Your instructions
Go through the listing and pick out each line with the word "opened" in it.

------ Extracted data ------

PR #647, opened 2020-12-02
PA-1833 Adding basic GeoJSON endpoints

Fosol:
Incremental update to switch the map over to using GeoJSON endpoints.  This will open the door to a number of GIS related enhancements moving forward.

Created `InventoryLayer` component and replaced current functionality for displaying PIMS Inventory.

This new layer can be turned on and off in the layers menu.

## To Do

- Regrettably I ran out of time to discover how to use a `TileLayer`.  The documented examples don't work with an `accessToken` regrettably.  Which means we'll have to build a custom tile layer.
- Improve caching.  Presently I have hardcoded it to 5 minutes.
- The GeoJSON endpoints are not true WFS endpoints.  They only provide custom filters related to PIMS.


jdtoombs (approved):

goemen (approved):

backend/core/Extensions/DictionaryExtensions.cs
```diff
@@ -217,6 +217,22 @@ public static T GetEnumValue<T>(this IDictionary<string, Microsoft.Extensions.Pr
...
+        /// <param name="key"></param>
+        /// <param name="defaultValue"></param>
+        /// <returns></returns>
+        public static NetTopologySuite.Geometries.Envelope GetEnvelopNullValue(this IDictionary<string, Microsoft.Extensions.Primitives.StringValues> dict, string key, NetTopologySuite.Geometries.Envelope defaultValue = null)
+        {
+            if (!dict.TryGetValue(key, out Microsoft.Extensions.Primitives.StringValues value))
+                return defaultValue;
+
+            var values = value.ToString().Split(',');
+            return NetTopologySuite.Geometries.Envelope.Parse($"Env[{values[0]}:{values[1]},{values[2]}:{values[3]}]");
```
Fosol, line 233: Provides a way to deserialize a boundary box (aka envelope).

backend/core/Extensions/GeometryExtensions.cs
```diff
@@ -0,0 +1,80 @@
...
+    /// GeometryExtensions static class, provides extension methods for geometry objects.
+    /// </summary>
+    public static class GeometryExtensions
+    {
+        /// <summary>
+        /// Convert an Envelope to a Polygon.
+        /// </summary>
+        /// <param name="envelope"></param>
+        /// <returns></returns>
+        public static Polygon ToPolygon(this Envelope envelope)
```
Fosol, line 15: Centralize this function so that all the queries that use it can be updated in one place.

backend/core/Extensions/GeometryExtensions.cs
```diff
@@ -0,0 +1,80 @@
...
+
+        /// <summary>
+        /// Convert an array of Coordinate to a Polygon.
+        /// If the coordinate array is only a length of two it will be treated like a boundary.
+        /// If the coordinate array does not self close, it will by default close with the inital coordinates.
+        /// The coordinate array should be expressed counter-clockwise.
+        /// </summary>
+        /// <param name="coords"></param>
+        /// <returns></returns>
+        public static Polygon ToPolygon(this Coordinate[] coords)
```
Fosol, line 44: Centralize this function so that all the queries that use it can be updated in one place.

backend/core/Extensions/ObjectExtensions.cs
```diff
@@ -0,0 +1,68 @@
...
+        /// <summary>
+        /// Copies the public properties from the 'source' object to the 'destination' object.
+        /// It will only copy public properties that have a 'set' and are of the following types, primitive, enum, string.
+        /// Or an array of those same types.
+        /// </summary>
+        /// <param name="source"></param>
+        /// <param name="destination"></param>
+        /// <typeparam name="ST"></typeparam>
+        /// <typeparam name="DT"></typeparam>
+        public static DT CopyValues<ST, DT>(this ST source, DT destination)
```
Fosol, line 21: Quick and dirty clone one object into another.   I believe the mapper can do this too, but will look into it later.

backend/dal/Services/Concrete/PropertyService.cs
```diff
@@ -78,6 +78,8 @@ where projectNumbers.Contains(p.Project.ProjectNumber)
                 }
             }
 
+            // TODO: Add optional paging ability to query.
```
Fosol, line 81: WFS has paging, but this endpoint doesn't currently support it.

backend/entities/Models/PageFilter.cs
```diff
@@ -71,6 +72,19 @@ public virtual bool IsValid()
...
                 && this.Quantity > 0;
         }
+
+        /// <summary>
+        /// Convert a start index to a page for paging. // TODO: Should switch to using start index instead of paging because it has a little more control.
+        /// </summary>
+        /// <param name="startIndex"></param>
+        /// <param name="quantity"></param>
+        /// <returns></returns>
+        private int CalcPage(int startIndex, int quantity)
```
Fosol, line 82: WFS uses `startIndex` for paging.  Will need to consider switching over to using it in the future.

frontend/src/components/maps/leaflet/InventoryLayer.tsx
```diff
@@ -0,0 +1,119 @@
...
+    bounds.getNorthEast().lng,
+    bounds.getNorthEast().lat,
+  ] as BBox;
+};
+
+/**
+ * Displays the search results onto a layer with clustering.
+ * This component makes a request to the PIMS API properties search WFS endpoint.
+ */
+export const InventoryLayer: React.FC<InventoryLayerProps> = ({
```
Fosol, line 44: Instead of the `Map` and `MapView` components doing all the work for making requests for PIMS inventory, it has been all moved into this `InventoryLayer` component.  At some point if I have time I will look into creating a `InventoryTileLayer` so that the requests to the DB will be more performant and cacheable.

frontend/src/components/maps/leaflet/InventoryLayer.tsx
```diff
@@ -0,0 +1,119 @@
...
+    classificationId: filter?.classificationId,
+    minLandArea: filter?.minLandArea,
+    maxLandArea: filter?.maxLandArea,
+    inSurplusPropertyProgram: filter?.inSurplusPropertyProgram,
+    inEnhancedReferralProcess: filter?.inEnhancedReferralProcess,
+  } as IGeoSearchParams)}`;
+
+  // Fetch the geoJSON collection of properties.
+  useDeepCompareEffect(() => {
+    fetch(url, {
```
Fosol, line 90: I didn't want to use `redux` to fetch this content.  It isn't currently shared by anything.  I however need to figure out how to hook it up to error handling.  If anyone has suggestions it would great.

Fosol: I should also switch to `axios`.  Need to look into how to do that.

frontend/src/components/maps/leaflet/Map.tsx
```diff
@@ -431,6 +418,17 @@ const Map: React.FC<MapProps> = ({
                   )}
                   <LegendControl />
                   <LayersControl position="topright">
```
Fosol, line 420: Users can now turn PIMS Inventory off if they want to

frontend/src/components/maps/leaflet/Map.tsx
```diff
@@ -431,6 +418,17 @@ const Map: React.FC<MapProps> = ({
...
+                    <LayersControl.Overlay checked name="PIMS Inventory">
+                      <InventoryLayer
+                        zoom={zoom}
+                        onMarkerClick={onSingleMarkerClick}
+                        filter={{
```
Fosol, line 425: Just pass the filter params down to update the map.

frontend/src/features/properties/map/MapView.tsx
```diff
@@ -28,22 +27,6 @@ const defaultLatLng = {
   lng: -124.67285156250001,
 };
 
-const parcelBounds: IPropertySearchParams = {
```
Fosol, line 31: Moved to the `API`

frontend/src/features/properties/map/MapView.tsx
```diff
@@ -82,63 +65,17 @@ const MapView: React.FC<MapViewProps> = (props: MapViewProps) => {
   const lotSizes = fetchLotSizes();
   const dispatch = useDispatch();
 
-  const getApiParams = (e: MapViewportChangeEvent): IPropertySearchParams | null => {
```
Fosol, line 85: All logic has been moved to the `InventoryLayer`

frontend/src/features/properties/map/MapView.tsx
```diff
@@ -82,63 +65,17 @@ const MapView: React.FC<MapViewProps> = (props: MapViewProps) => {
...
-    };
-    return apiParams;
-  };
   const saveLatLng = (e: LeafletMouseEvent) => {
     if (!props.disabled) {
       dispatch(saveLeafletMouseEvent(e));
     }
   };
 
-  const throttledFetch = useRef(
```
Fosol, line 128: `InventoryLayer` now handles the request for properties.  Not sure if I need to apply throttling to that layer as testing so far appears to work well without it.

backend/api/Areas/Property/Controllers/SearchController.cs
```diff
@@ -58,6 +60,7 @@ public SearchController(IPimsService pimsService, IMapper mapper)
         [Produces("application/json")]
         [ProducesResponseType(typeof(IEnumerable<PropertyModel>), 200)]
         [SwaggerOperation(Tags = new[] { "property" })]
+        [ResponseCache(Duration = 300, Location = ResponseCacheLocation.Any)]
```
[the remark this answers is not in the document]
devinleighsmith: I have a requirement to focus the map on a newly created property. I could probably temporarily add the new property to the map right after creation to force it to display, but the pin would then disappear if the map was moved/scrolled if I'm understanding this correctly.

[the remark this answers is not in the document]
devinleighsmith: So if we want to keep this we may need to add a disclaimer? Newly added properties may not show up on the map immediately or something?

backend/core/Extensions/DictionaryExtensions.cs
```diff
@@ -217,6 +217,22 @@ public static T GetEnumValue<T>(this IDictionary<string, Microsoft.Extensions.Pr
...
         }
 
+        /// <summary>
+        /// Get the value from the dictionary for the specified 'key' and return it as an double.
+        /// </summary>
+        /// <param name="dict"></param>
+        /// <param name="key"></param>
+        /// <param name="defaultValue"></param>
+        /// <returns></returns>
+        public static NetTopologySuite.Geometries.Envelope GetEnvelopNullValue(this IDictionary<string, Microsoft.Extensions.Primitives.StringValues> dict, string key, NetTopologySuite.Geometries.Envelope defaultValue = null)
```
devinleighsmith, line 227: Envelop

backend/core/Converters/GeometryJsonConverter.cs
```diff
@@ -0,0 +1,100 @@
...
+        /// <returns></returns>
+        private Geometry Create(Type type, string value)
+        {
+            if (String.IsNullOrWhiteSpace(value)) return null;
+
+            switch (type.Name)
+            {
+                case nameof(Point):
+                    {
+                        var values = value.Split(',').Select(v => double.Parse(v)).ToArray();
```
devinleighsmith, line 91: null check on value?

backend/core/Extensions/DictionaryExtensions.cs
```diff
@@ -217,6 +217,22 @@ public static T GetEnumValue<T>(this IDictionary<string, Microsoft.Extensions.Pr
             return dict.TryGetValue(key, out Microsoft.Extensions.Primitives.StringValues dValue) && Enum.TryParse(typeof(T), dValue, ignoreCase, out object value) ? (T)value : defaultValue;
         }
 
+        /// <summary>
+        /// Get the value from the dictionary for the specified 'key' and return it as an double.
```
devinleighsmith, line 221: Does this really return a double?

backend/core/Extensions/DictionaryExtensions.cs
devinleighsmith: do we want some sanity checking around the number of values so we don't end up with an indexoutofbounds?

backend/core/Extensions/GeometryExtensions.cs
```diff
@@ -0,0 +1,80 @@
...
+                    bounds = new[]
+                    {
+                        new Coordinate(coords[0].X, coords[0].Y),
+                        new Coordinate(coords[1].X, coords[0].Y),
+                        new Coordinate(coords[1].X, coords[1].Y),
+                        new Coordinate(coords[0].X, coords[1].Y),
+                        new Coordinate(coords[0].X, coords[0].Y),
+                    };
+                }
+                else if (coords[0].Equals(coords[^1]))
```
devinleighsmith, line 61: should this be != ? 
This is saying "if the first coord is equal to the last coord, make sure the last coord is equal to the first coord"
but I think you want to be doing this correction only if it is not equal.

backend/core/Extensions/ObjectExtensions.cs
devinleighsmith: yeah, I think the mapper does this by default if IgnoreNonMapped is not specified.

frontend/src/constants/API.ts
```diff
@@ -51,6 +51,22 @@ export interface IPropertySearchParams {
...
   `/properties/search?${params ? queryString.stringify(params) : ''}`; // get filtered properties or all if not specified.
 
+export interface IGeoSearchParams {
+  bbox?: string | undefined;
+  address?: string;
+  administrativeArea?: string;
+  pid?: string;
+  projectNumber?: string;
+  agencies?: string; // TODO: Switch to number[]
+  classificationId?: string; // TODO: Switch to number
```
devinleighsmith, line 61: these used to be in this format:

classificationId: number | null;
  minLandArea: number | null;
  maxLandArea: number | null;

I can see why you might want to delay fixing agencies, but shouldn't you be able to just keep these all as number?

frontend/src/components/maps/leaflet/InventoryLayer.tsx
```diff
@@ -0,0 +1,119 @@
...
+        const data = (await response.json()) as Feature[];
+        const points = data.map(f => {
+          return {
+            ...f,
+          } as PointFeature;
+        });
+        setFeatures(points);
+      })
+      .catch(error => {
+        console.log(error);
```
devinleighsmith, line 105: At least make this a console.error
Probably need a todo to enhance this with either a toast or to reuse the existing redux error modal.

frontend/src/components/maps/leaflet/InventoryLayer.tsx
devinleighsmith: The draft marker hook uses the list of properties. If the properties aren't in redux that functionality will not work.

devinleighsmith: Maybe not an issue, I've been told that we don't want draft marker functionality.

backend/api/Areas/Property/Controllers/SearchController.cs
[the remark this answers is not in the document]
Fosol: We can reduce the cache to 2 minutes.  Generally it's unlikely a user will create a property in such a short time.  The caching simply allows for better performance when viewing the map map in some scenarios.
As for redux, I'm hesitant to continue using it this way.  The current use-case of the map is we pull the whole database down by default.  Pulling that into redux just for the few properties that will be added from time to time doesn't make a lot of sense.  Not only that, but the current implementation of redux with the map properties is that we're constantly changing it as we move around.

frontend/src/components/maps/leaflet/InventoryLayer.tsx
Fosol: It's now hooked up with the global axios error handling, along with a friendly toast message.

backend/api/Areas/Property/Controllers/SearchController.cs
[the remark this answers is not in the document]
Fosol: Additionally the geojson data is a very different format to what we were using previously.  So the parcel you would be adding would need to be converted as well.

------
------ Extracted data ------

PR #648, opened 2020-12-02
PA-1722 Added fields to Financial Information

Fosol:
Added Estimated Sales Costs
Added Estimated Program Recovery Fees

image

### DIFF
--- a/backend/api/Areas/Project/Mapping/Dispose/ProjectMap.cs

------

Output for this exercise
PR #647, opened 2020-12-02
PR #648, opened 2020-12-02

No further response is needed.